Lamden K H, Kennedy N, Beeching N J, Lowe D, Morrison C L, Mallinson H, Mutton K J, Syed Q
Regional Infectious Disease Unit, Fazakerley Hospital, Liverpool, UK.
J Infect. 1998 Nov;37(3):260-9. doi: 10.1016/s0163-4453(98)92045-x.
to identify the risk factors for hepatitis B (HBV) and hepatitis C (HCV) virus infections in drug users attending two drug treatment centres in Northwest England, and to evaluate the effect of both needle exchange and hepatitis B vaccination on the prevalence of hepatitis B and hepatitis C infections.
a retrospective, cross-sectional study performed at the Regional Infectious Disease Unit and a Primary Care Centre for drug users in Liverpool. The study population included 773 drug users who had hepatitis serology performed between January 1992 and April 1996. Information on risk factors was obtained from clinical records; hepatitis serology data were obtained from the Liverpool Public Health Laboratory database.

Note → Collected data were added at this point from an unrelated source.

PR #9867, opened 2022-09-19
MID chamber efficiency objects to be stored in CCDB

dstocco:
This PR prepares the MID chamber efficiency objects that will be stored in CCDB and used in simulations.
The PR consists of 3 commits:
- The first one creates the efficincy counters
- The second one uses the counters in the ChamberEfficiency class, which is now moved to a dedicated directory
- The third one implements a macro to easily create the default CCDB object


Detectors/MUON/MID/Efficiency/macros/makeMIDEfficiencyCCDBEntry.C
```diff
@@ -0,0 +1,29 @@
...
+#include "MIDEfficiency/ChamberEfficiency.h"
+
+int makeMIDEfficiencyCCDBEntry(const char* url = "http://localhost:8080")
+{
+  auto chamberEff = o2::mid::createDefaultChamberEfficiency();
+  auto data = chamberEff.getCountersAsVector();
+  o2::ccdb::CcdbApi api;
+  api.init(url); // or http://localhost:8080 for a local installation
+  std::map<std::string, std::string> md;
+  api.storeAsTFileAny(&data, "MID/Calib/ChamberEfficiency", md, 1, 99999999999999);
```
aphecetche: might want to use `o2::ccdb::CcdbObjectInfo::INFINITE_TIMESTAMP` instead of the bunch of nines ?

Detectors/MUON/MID/Efficiency/src/ChamberEfficiency.cxx
```diff
@@ -25,65 +25,63 @@ namespace o2
...
-  int idx = indexToInt(deId, columnId, line);
+  auto idx = detparams::getUniqueFEEId(deId, columnId, lineId);
   auto entryTot = mCounters.find(idx);
   if (entryTot == mCounters.end()) {
-    std::cerr << "Warning: no efficiency found for deId: " << deId << "  column: " << columnId << "  line: " << line << "  type: " << typeToIdx(type) << "\n";
+    std::cerr << "Warning: no efficiency found for deId: " << deId << "  column: " << columnId << "  line: " << lineId << "  type: " << static_cast<int>(type) << "\n";
     return -1.;
   }
-  return static_cast<double>(entryTot->second[typeToIdx(type)]) / static_cast<double>(entryTot->second[3]);
+  return static_cast<double>(entryTot->second.getCounts(convert(type))) / static_cast<double>(entryTot->second.getCounts(EffCountType::AllTracks));
```
aphecetche, line 66: can we get a division by zero here ?

dstocco: In principle no, due to the check in the previous lines:
```
if (entryTot == mCounters.end()) {
    std::cerr << "Warning: no efficiency found for deId: " << deId << "  column: " << columnId << "  line: " << lineId << "  type: " << static_cast<int>(type) << "\n";
    return -1.;
  }
```
If the counter was added at some point, it means that it has at least 1 entry. So, either the counter does not exist, or the total number of counts is >=1

Detectors/MUON/MID/Efficiency/macros/makeMIDEfficiencyCCDBEntry.C
dstocco: Indeed

aphecetche (dismissed):

aphecetche:
@TimoWilken @ktf just to understand : why is the approval of `AliceO2Group/core` needed to merge this one ? As far as I can tell according to  [CODEOWNERS](https://github.com/AliceO2Group/AliceO2/blob/dev/CODEOWNERS) all the files should be under the `@AliceO2Group/muon-experts` realm ? 
Could the fact that GitHub complains about errors in that file explain that ? Or is it something else completely ?
Thanks,

TimoWilken:
@aphecetche I'm not sure; the current list of changed files is all owned by the "muon-experts" group. But a previous commit that has since been force-pushed out (https://github.com/AliceO2Group/AliceO2/commit/3bb01e02ac07f4a9a82aa79d326628d3a7538f4e) changed `cmake/O2RootMacroExclusionList.cmake`, which is not owned by "muon-experts"; perhaps that triggered the review request from "core".

aphecetche (dismissed):

aphecetche:
@TimoWilken Thanks. Indeed I'm now able to remove the review request to "core" (just I just did).

aphecetche (approved):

the overall seroprevalences of exposure markers for HBV (anti-HBc antibody) and HCV (anti-HCV antibody) were 48% and 67%, respectively. Duration of injecting drug use was the strongest predictor of HCV infection, with a crude odds ratio of 8.9 (95% confidence interval (CI): 4.5-17) for >10 compared to <3 years of injecting, and was also a strong predictor of HBV infection, with an adjusted odds ratio (controlled for the effects of HBV vaccination) of 5.7 (95% CI: 3.2-10) for >10 compared to <3 years' injecting. Vaccination against HBV was associated with greatly reduced HBV seroprevalence (crude odds ratio 0.11, 95% CI: 0.06-0.18). Overall, HCV was acquired earlier in the injecting career than HBV, but drug users who were not vaccinated against HBV acquired markers for HBV even more rapidly than for HCV. We found no independent protective effect for either anti-HBc or anti-HCV acquisition after the introduction of a needle-exchange scheme.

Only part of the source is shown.